[Saved entries]
PR #1540, opened 2016-11-07
Only select the URL bar on navigation if the page is the homepage, and

### LINKED ISSUE #1521: Don't select the URL bar when loading a page
* Load a page.
* Click a link.

Expected:
* The page itself has focus, so Space scrolls, Backspace navigates back, etc.

Actual:
* The URL bar has focus. Hitting any key will modify the visible URL.

jsantell:
do not select the URL bar on history forking. Fixes #1521. r=vporof

I think focusing on did-navigate and did-stop-navigation is for selecting it upon a new tab. As a follow up, we should probably mark page models whether or not they have navigated at all to determine focus (if I manually type in tofino://history, I would expect it to not get focused), but that's a bit more of an edge case.

### DIFF
--- a/test/unit/browser-modern/sagas/page-sagas-test.js
+++ b/test/unit/browser-modern/sagas/page-sagas-test.js
@@ -5,13 +5,14 @@ import expect from 'expect';
 import jsdom from 'jsdom';
 
 import { takeEvery, takeLatest } from 'redux-saga';
-import { apply, select, put } from 'redux-saga/effects';
+import { apply, select, put, call } from 'redux-saga/effects';
 import main, * as PageSagas from '../../../../app/ui/browser-modern/sagas/page-sagas';
 import * as EffectTypes from '../../../../app/ui/browser-modern/constants/effect-types';
 import * as PageActions from '../../../../app/ui/browser-modern/actions/page-actions';
 import * as PageEffects from '../../../../app/ui/browser-modern/actions/page-effects';
 import * as PageSelectors from '../../../../app/ui/browser-modern/selectors/pages';
 import * as UIEffects from '../../../../app/ui/browser-modern/actions/ui-effects';
+import * as URLUtil from '../../../../app/ui/shared/util/url-util';
 import userAgentHttpClient from '../../../../app/shared/user-agent-http-client';
 
 describe('page sagas', () => {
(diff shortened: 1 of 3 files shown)


jsantell:
Adding stubs since forking page sagas aren't tested at all

jsantell:
The fork tests will be easier once #1543 lands too with the url utility

test/unit/browser-modern/sagas/page-sagas-test.js
```diff
@@ -177,4 +177,7 @@ describe('page sagas', () => {
 
     expect(gen.next().done).toEqual(true);
   });
+
+  it('should be able to fork a page back in history');
+  it('should be able to fork a page forward in history');
```
victorporof: Why just stubs? It should be fairly straightforward to write proper tests here.

jsantell:
@victorporof added saga test

test/unit/browser-modern/sagas/page-sagas-test.js
```diff
@@ -177,4 +178,36 @@ describe('page sagas', () => {
...
+        location: forkedLocation,
+      }), { id: forkedId }))
+    );
+
+    expect(gen.next().value).toEqual(
+      put(PageActions.setPageIndex(forkedId, 6))
+    );
+    expect(gen.next().value).toEqual(
+      put(PageActions.setSelectedPage(forkedId))
+    );
```
victorporof: Make sure the generator ends here via `expect(gen.next().done).toEqual(true);`

test/unit/browser-modern/sagas/page-sagas-test.js
```diff
@@ -177,4 +178,36 @@ describe('page sagas', () => {
...
+    gen.next(5); // getPageIndexById
+
+    const createPageSessionCall = gen.next(history).value;
+    const forkedId = createPageSessionCall.CALL.args[0].id;
+    const forkedLocation = URLUtil.createHistoryRestoreUrl(history, 0);
+
+    expect(createPageSessionCall).toEqual(
+      call(PageSagas.createPageSession, Object.assign(PageEffects.createPageSession({
+        location: forkedLocation,
+      }), { id: forkedId }))
```
victorporof: You can pass in an id to `createPageSession`, why use Object.assign?

jsantell: +1

PR #33, opened 2025-04-23
Bugfix for grouped impacts

davidwalter2:


bendavid:
CI looks identical as expected (since none of the plots here depended on the fixed reshape operation)

PR #39, opened 2025-04-28
Add 'Select', 'AngularCoefficients', and 'LamTung' physics models

davidwalter2:
- The 'Term' class in the `physicsmodels/helper.py` is now able to process 'sum' and `rebin`, the rebin is realized using tf.math.segment_sum. This is now also accessible in the Ratio and Select models. In the parsing of selections slices can be either bin numbers (integer) or  bins from axis values by providing `j` e.g. `pt:slice(0j,2j)`
- The Select model is used to select a channel and optional, processes and bins. The bin selection is using the syntax <axis name>:<axis selection> and supports integers for selecting single bins, slices, 'sum' and 'rebin' where rebin takes a list of new edges. Multiple selections for a single axis are supported e.g. `pt:slice(2j,4j),pt:rebin(2,3,4)` or `pt:slice(0,10),pt:sum`
- The AngularCoefficients model is similar as the Ratio model but it assumes that numerator and denominator have the same channel and processes.
- The LamTung model computes the difference of the angular coefficients A0 and A0, i.e. A0-A2


davidwalter2:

* Work task *
Look through the records for the word "bins". Every line that has it should be copied.

* Solution *
- The 'Term' class in the `physicsmodels/helper.py` is now able to process 'sum' and `rebin`, the rebin is realized using tf.math.segment_sum. This is now also accessible in the Ratio and Select models. In the parsing of selections slices can be either bin numbers (integer) or  bins from axis values by providing `j` e.g. `pt:slice(0j,2j)`
- The Select model is used to select a channel and optional, processes and bins. The bin selection is using the syntax <axis name>:<axis selection> and supports integers for selecting single bins, slices, 'sum' and 'rebin' where rebin takes a list of new edges. Multiple selections for a single axis are supported e.g. `pt:slice(2j,4j),pt:rebin(2,3,4)` or `pt:slice(0,10),pt:sum`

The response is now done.